China’s Sino-Congolese Co-operation Agreement included pledges to invest $3bn in railways, roads and other infrastructure between 2009 and 2019. “The DRC needs huge infrastructure investments, particularly in energy and transportation, to unlock significant foreign investment, given the general lack of infrastructure and the decrepit state of what little does exist,” says Ms Strobel. “State finances are too low to provide essential infrastructure, so this FDI is fundamentally necessary.” Further pressure from the Congolese government, downstream customers and advocacy groups will be needed to curb unethical practices in the cobalt industry.
Contractual and political uncertainty, predatory behaviour by security forces and an opaque regulatory environment continue to burden investors in the DRC. Taxes are frequently applied inconsistently, and the government still owes mining companies some $700m in VAT reimbursements. In early 2017, Glencore paid $534m to Israeli mining tycoon Dan Gertler to buy him out of their shared DRC copper mines in an effort to distance itself from scandal: Mr Gertler was accused of paying millions in bribes to Mr Kabila in return for special mining rights. The case highlights the ongoing risks for companies operating in a country where the rule of law is widely viewed as unevenly applied at best.

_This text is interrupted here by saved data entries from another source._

PR #2004, opened 2017-07-06
Add new dump/restore system.

Aquaj:
Reworked system to use Postgres dumps instead of YAML fixtures.

Said system should be retrocompatible with the current (v2) system thanks to Manifest files.


burisu:
[ekylibre:feature/new-dump-restore](https://trello.com/c/lXzVxFUe/242-ekylibrefeature-new-dump-restore)

PR #2007, opened 2017-07-12
Wrong Error Message When Adding new entry

sandy1987:
Hello,

I have update the code for wrong error message on the top of the new entry form like "Error!Currency can't be blank".
validate_error


sandy1987:
@Aquaj 

In this issue when we select past financial year, then its financial year not present, That the reason both validations true that the reason "Error! Currency can't be blank" Error message occur , Because without financial year we can't get the currency.

Solution => If we don't found the financial year (past financial year), So unable to get the financial year currency, But the absolute currency is present, So Please let me know can I set absolute currency to currency also.

Please confirm

Thanks

Aquaj:
Hello Sandeep,
Setting the `currency` to value of `absolute_currency` if the financial year is closed seems like an acceptable solution indeed.

sandy1987:
Hello @Aquaj ,

I have updated the code, Please check it and let me know if any other changes required.

PR #2028, opened 2017-07-24
Product nature variant valuings

thomasbirien:
For now, i create a model ProductNatureVariantValuing, and i implement this model with some information. I have begun with the model ParcelItem, i use a callback before save :calculate_average_cost_amount, with a condition (if is the first time or not). I will continue in this way.


app/views/backend/product_nature_variants/show.html.haml
```diff
@@ -24,6 +24,31 @@
         %span.value
           %i.picto{class: "picto-stock"}
           = resource.current_stock.to_s + " " + resource.unit_name
+    - if resource.current_stock == 0
+      .med-info.important
+        %span.title CUMP
```
burisu: Every human word must i18nized. You can use `AR.human_attribute_name` or `.tl` methods to localize these titles

app/views/backend/product_nature_variants/show.html.haml
```diff
@@ -24,6 +24,31 @@
...
+        %span.value 0 €
```
burisu: Why values are hard-coded? Use of localization is necessary here too. Use `.l` method to localize number or money.

app/views/backend/product_nature_variants/show.html.haml
```diff
@@ -24,6 +24,31 @@
...
+      .med-info.important
+        %span.title Valeur du stock
+        %span.value 0 €
+    - if resource.valuing
+      .med-info.important
+        %span.title CUMP
+        %span.value
+          =resource.valuing.average_cost_amount
```
burisu: Leave a space after `=` or `-` in HAML for clearness

app/views/backend/products/show.html.haml
```diff
@@ -40,6 +40,15 @@
           %span.value
             %i.picto{class: "picto-movements"}
             = link_to(resource.outgoing_parcel_item.parcel.number, controller: :parcels, action: :show, id: resource.outgoing_parcel_item.parcel.id)
+      .med-info.important
+        %span.title CUMP
```
burisu: Same thing here as in `app/views/backend/product_nature_variants/show.html.haml`.

config/routes.rb
```diff
@@ -1021,6 +1021,8 @@
 
     resources :workers, concerns: :products
 
+    resources :stocks, concerns: [:list]
```
burisu: Add resources in alphabetical order for clearness

db/migrate/20170720125756_create_product_nature_variant_valuings.rb
```diff
@@ -0,0 +1,10 @@
+class CreateProductNatureVariantValuings < ActiveRecord::Migration
+  def change
+    create_table :product_nature_variant_valuings do |t|
+      t.decimal :average_cost_amount, precision: 19, scale: 4, null: false
+      t.decimal :amount, precision: 19, scale: 4,              null: false
+      t.references :variant,                                   null: false, index: true
```
burisu: Add a foreign key constraint

db/migrate/20170720125756_create_product_nature_variant_valuings.rb
```diff
@@ -0,0 +1,10 @@
...
+      t.timestamps                                             null: false
```
burisu: Use `t.stamps` instead of `t.timestamps`. It's a homemade method to add more tracking columns.

db/migrate/20170720125756_create_product_nature_variant_valuings.rb
```diff
@@ -0,0 +1,10 @@
+class CreateProductNatureVariantValuings < ActiveRecord::Migration
+  def change
+    create_table :product_nature_variant_valuings do |t|
```
burisu: Table is here for historic, so we need to add an explicit column to track event times like: `computed_at`

db/migrate/20170801091621_add_foreign_key_to_product_nature_variant.rb
```diff
@@ -0,0 +1,5 @@
+class AddForeignKeyToProductNatureVariant < ActiveRecord::Migration
+  def change
+    add_reference :product_nature_variants, :valuing, index: true
```
burisu: A foreign key constraint must be added.
If possible, can you merge the 2 migrations in order to be consistent and update timestamp of migration in order to be last one after those of master branch?

private/test/attachments/financial_year_exchanges/11/original.csv
```diff
@@ -0,0 +1,3 @@
+Jour,Numéro de compte,Journal,Tiers,Numéro de pièce,Libellé écriture,Débit,Crédit,Lettrage
```
burisu: All these files in `private/test` must be removed. A `git checkout -f master -- private/test` should make the job

test/models/intervention_input_test.rb
```diff
@@ -58,5 +58,30 @@
 
 class InterventionInputTest < ActiveSupport::TestCase
   test_model_actions
+
+  test 'method average_cost_amount' do
+    i = {
```
burisu: Replace `i = { ... }` directly with `i_o = InterventionInput.new( ... )` and `intervention` is preferred to `i_o`.

test/models/inventory_item_test.rb
```diff
@@ -41,5 +41,11 @@
 
 class InventoryItemTest < ActiveSupport::TestCase
   test_model_actions
+
+  test 'method average_cost_amount' do
+    i = inventory_items(:inventory_items_001)
```
burisu: We hadn't discuss about that, but use of fixtures in models and libs tests is highly deprecated because fixtures data are not always stable. Use generated objects or factories instead.

burisu:
Replaced by #2292

PR #2033, opened 2017-07-24
Fixed interpolation error in eng locales for payslips#edit (#2032)

Zank94:


Aquaj:
Made obsolete by #2039 (which includes it).

PR #2035, opened 2017-07-24
Removed unknown key :name from intervention locales (#2034)

Zank94:


Aquaj:
Made obsolete by #2039 (which includes it).

PR #2043, opened 2017-07-25
set nature to other_regularization if not in salesaffair and purchase…

### LINKED ISSUE #1888: debt_transfers#create (RuntimeError) "can't run a debt transfer with homogeneous affairs"
## Error
A RuntimeError occurred in debt_transfers#create:

  can't run a debt transfer with homogeneous affairs
  app/models/debt_transfer.rb:71:in `block in <class:DebtTransfer>'

---
## Environment
- **Version :** 2.43.2
- **Server :** production
- **Date :** 13/05/2017

pratap477:
…saffair
Fixes #1888.

### DIFF
--- a/app/models/debt_transfer.rb
+++ b/app/models/debt_transfer.rb
@@ -71,7 +71,8 @@ class DebtTransfer < Ekylibre::Record::Base
                     elsif debt_transfer_affair.is_a?(SaleAffair) && affair.is_a?(PurchaseAffair)
                       :purchase_regularization
                     else
-                      raise 'Cannot run a debt transfer with homogeneous affairs'
+                      # raise 'Cannot run a debt transfer with homogeneous affairs'
+                      :other_regularization
                     end
   end
 


app/models/debt_transfer.rb
```diff
@@ -71,7 +71,8 @@ class DebtTransfer < Ekylibre::Record::Base
                     elsif debt_transfer_affair.is_a?(SaleAffair) && affair.is_a?(PurchaseAffair)
                       :purchase_regularization
                     else
-                      raise 'Cannot run a debt transfer with homogeneous affairs'
```
Aquaj: This simply can't work. The nature of `DebtTransfer`s is enumerized to only accept `:sale_regularization` or `:purchase_regularization` as value. This would directly raise a validation error when run.
The fix must be implemented at a higher scope, the users should simply not be able to try and create a debt transfer between two affairs of the same kind.

Aquaj:
Doesn't fix the issue and introduces erroneous behaviour.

Meanwhile, the Congolese government continues to defer elections as opposition figures foment unrest among their followers. “Right now it’s hard to be optimistic about the DRC because everything hangs on the political environment,” says the EITI’s Mr Balde. “Those who are coming in don’t necessarily have long-term objectives. You have a much more short-term survival mechanism going on. That makes it more difficult for us.”